[Collected data entries]
PR #4471, opened 2023-05-23
[Exceptions] Report Stack Frame Information

kkeirstead:
###### Summary

Builds on top of @jander-msft 's Exceptions work to display stack frame information in JSON/plaintext. Includes testing for top stack frame.


src/Tests/Microsoft.Diagnostics.Monitoring.Tool.UnitTests/ExceptionsPipelineTests.cs
```diff
@@ -256,6 +289,15 @@ public Task EventExceptionsPipeline_ArrayException()
             });
         }
 
+        private static void ValidateStack(TestExceptionsStore.ExceptionInstance instance, ulong expectedFunctionId, ulong expectedOffset)
+        {
+            CallStack stack = Assert.Single(instance.CallStackResult.Stacks);
+            Assert.NotEmpty(stack.Frames);
+            Assert.True(0 < stack.ThreadId);
+            Assert.Equal(expectedFunctionId, stack.Frames[0].FunctionId);
+            Assert.Equal(expectedOffset, stack.Frames[0].Offset);
```
kkeirstead, line 298: Looks like offsets aren't consistent - may need to remove this check.

src/Tools/dotnet-monitor/Exceptions/ExceptionsStore.cs
```diff
@@ -104,24 +104,74 @@ private async Task ProcessEntriesAsync(CancellationToken token)
...
+                        if (cache.TryGetModuleId(functionData.ModuleId, out ModuleData moduleData))
+                        {
+                            callStackResult.NameCache.ModuleData.TryAdd(functionData.ModuleId, moduleData);
+                        }
+                    }
+
+                    CallStackFrame frame = new()
+                    {
+                        FunctionId = methodId,
+                        Offset = (ulong)ilOffset // is this safe?
```
wiktork, line 153: IIRC iloffset as reported by the stacks api is an absolute memory location (hence the ulong). I believe you are reporting a relative to function iloffset here correct?

jander-msft: Correct, this is the relative managed ILOffset within the method body; I don't think we have access to the native IL Offset.

src/Microsoft.Diagnostics.Monitoring.WebApi/Exceptions/IExceptionInstance.cs
```diff
@@ -14,5 +15,7 @@ internal interface IExceptionInstance
         string TypeName { get; }
 
         DateTime Timestamp { get; }
+
+        CallStackResult CallStackResult { get; }
```
jander-msft, line 19: This should be the `CallStackResult` from `Microsoft.Diagnostics.Monitoring.WebApi.Models` not from `Microsoft.Diagnostics.Monitoring.WebApi.Stacks`. The `IExceptionInstance` needs to be reporting realized information instead of numeric identifiers e.g. the stack frame should have the function name already resolved instead of providing a `FunctionId` property.

src/Tools/dotnet-monitor/Exceptions/EventExceptionsPipelineNameCache.cs
```diff
@@ -63,8 +63,70 @@ public bool TryGetExceptionId(ulong exceptionId, out ulong exceptionClassId, out
             return true;
         }
 
+        public bool TryGetClassId(ulong classId, out ClassData data)
```
jander-msft, line 66: All of these new methods don't really provide much value because you can already do the same thing from the already publicly available `NameCache` property.

src/Tools/dotnet-monitor/Exceptions/ExceptionsOperation.cs
```diff
@@ -126,6 +138,25 @@ private static async Task WriteTextInstance(Stream stream, IExceptionInstance in
...
+
+                    await writer.WriteLineAsync(
+                        string.Format(
+                            CultureInfo.InvariantCulture,
+                            Strings.OutputFormatString_FirstChanceExceptionStackFrame,
+                            frameModel.ClassName,
+                            frameModel.MethodName));
+                }
+
+                writer.WriteLine();
```
jander-msft, line 157: If this is to provide an empty newline between exception instances, then this should be outside of the if condition.

src/Microsoft.Diagnostics.Monitoring.WebApi/Exceptions/IExceptionInstance.cs
kkeirstead: I can do this, but doesn't the /stacks endpoint only do this translation when it's being formatted? I reused the logic being used there by doing the translation in `FormatStack`. Or do we want this to behave differently than that?

src/Tools/dotnet-monitor/Exceptions/ExceptionsStore.cs
```diff
@@ -104,24 +105,85 @@ private async Task ProcessEntriesAsync(CancellationToken token)
...
             }
         }
 
+        internal static CallStackResultModel GenerateCallStackResult(ulong[] stackFrameIds, IExceptionsNameCache cache, int threadId)
+        {
+            CallStackResult callStackResult = new CallStackResult();
+            CallStack callStack = new();
+            callStack.ThreadId = (uint)threadId;
+
+            foreach (var stackFrameId in stackFrameIds)
```
jander-msft, line 126: Rather than iterating the name cache and inserting the data into another name cache, could you add another constructor to [CallStackData](https://github.com/dotnet/dotnet-monitor/blob/1e1bd44c6a049380b5c60cdcdca5a825858c1176/src/Microsoft.Diagnostics.Monitoring.WebApi/Stacks/CallStackData.cs#L12) that takes an existing NameCache? We're going to throw away this CallStackResult immediately after converting it to the model, so there shouldn't be any lifetime issues.

src/Tools/dotnet-monitor/Exceptions/ExceptionsStore.cs
```diff
@@ -104,24 +105,85 @@ private async Task ProcessEntriesAsync(CancellationToken token)
...
-                        _instances.Add(new ExceptionInstance(exceptionTypeName, moduleName, entry.Message, entry.Timestamp));
+                        _instances.Add(new ExceptionInstance(exceptionTypeName, moduleName, entry.Message, entry.Timestamp, callStackResult));
                     }
                 }
 
                 shouldReadEntry = await _channel.Reader.WaitToReadAsync(token);
             }
         }
 
+        internal static CallStackResultModel GenerateCallStackResult(ulong[] stackFrameIds, IExceptionsNameCache cache, int threadId)
```
jander-msft, line 120: Why not return [CallStack](https://github.com/dotnet/dotnet-monitor/blob/main/src/Microsoft.Diagnostics.Monitoring.WebApi/Models/CallStackResults.cs#L25) instead of CallStackResult? A thrown exception will only have a single call stack.

src/Microsoft.Diagnostics.Monitoring.WebApi/Exceptions/IExceptionInstance.cs
jander-msft, line 19: I think it makes more sense to have this be [CallStack](https://github.com/dotnet/dotnet-monitor/blob/main/src/Microsoft.Diagnostics.Monitoring.WebApi/Models/CallStackResults.cs#L25) instead of CallStackResult since there is only ever one call stack.

src/Tools/dotnet-monitor/Exceptions/ExceptionsOperation.cs
```diff
@@ -96,6 +98,14 @@ await using (Utf8JsonWriter writer = new(stream, new JsonWriterOptions() { Inden
                 writer.WriteString("typeName", instance.TypeName);
                 writer.WriteString("moduleName", instance.ModuleName);
                 writer.WriteString("message", instance.Message);
+
+                MemoryStream outputStream = new();
+                await JsonSerializer.SerializeAsync(outputStream, instance.CallStackResult, cancellationToken: token);
+                outputStream.Position = 0;
+
+                writer.WritePropertyName("callStack");
+                writer.WriteRawValue(new StreamReader(outputStream).ReadToEnd());
```
jander-msft, line 107: Won't this write the entire call stack payload on a single line without white space? That's not desirable here.

I understand that we use `JsonSerializer` [here](https://github.com/dotnet/dotnet-monitor/blob/main/src/Microsoft.Diagnostics.Monitoring.WebApi/Stacks/JsonStacksFormatter.cs#L69) but we should probably use the existing `Utf8JsonWriter` instead.

You can at least share the property names since those are declared as constants on the model attributes, however it might be best to change the stacks feature to use `Utf8JsonWriter` instead of `JsonSerializer`, create a common writing method, and use the method in both features.

src/Microsoft.Diagnostics.Monitoring.WebApi/Stacks/CallStackData.cs
```diff
@@ -11,6 +11,13 @@ namespace Microsoft.Diagnostics.Monitoring.WebApi.Stacks
     /// </summary>
     internal sealed class CallStackResult
     {
+        public CallStackResult(NameCache nameCache)
+        {
+            NameCache = nameCache;
+        }
+
+        public CallStackResult() { }
```
jander-msft, line 19:
```suggestion
        public CallStackResult() : this(new NameCache()) { }
```

and remove the property value initializer for `NameCache`.

src/Microsoft.Diagnostics.Monitoring.WebApi/Utilities/StackUtilities.cs
```diff
@@ -19,6 +20,66 @@ internal enum StackFormat
 
     internal static class StackUtilities
     {
+        public static Models.CallStackResult TranslateCallStackResultToModel(CallStackResult result)
```
jander-msft, line 23: Change this to be `Models.CallStack TranslateCallStackToModel(CallStack stack)` and update `JsonStacksFormatter.FormatStack` to use this method too.

src/Tests/Microsoft.Diagnostics.Monitoring.Tool.UnitTests/ExceptionsPipelineTests.cs
```diff
@@ -285,17 +312,20 @@ public TestExceptionsStore(int instanceThreshold = 1)
...
                 StringBuilder typeBuilder = new();
-                FunctionData throwingMethodData;
+                WebApi.Stacks.FunctionData throwingMethodData;
+                CallStack callStack;
                 try
                 {
                     Assert.True(cache.TryGetExceptionGroup(groupId, out ulong exceptionClassId, out ulong throwingMethodId, out _));
 
-                    NameFormatter.BuildClassName(typeBuilder, cache.NameCache, exceptionClassId);
+                    WebApi.Stacks.NameFormatter.BuildClassName(typeBuilder, cache.NameCache, exceptionClassId);
```
jander-msft, line 324: Is the namespace qualification necessary here?

src/Tools/dotnet-monitor/Exceptions/ExceptionsOperation.cs
```diff
@@ -96,7 +97,27 @@ await using (Utf8JsonWriter writer = new(stream, new JsonWriterOptions() { Inden
...
                 writer.WriteString("message", instance.Message);
-                writer.WriteEndObject();
+
+                writer.WriteStartObject("callStack");
+                writer.WriteNumber("threadId", instance.CallStack.ThreadId);
+                writer.WriteString("threadName", instance.CallStack.ThreadName);
+
+                writer.WriteStartArray("frames");
+
+                foreach (var frame in  instance.CallStack.Frames)
```
jander-msft, line 107:
```suggestion
                foreach (var frame in instance.CallStack.Frames)
```

kkeirstead:
It appears that something broke when I manually merged the latest changes from release/7.x - I haven't had a chance to debug into it yet, but I'll plan to push another update with that fix tomorrow.

src/Tests/Microsoft.Diagnostics.Monitoring.Tool.UnitTests/ExceptionsPipelineTests.cs
kkeirstead: I believe so, due to the ambiguity between `WebApi.Stacks` and `WebApi.Models` for some things (like `CallStack`).

jander-msft: But there's only one `NameFormatter` class [here](https://github.com/dotnet/dotnet-monitor/blob/main/src/Microsoft.Diagnostics.Monitoring.WebApi/Stacks/NameFormatter.cs#L15); the namespace only changes if it is code in the startup hook assembly, which this is not.

kkeirstead: I just meant that we can't include `WebApi.Stacks` and `WebApi.Models` without needing to qualify something because of the ambiguity around `CallStack` - I can add a `using CallStack = Microsoft.Diagnostics.Monitoring.WebApi.Models.CallStack` to address that though.

kkeirstead:
> It appears that something broke when I manually merged the latest changes from release/7.x - I haven't had a chance to debug into it yet, but I'll plan to push another update with that fix tomorrow.

Unrelated to these changes - resolved by https://github.com/dotnet/dotnet-monitor/pull/4648

src/Microsoft.Diagnostics.Monitoring.WebApi/Stacks/CallStackData.cs
kkeirstead: I ended up just reverting this, since we no longer need the constructor if we take https://github.com/dotnet/dotnet-monitor/pull/4471#discussion_r1228775857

◆ ABOUT THIS EXERCISE ◆
From the entries above, extract each line containing "only".

◆ THE ANSWER ◆
kkeirstead: I can do this, but doesn't the /stacks endpoint only do this translation when it's being formatted? I reused the logic being used there by doing the translation in `FormatStack`. Or do we want this to behave differently than that?
jander-msft, line 120: Why not return [CallStack](https://github.com/dotnet/dotnet-monitor/blob/main/src/Microsoft.Diagnostics.Monitoring.WebApi/Models/CallStackResults.cs#L25) instead of CallStackResult? A thrown exception will only have a single call stack.
jander-msft, line 19: I think it makes more sense to have this be [CallStack](https://github.com/dotnet/dotnet-monitor/blob/main/src/Microsoft.Diagnostics.Monitoring.WebApi/Models/CallStackResults.cs#L25) instead of CallStackResult since there is only ever one call stack.
jander-msft: But there's only one `NameFormatter` class [here](https://github.com/dotnet/dotnet-monitor/blob/main/src/Microsoft.Diagnostics.Monitoring.WebApi/Stacks/NameFormatter.cs#L15); the namespace only changes if it is code in the startup hook assembly, which this is not.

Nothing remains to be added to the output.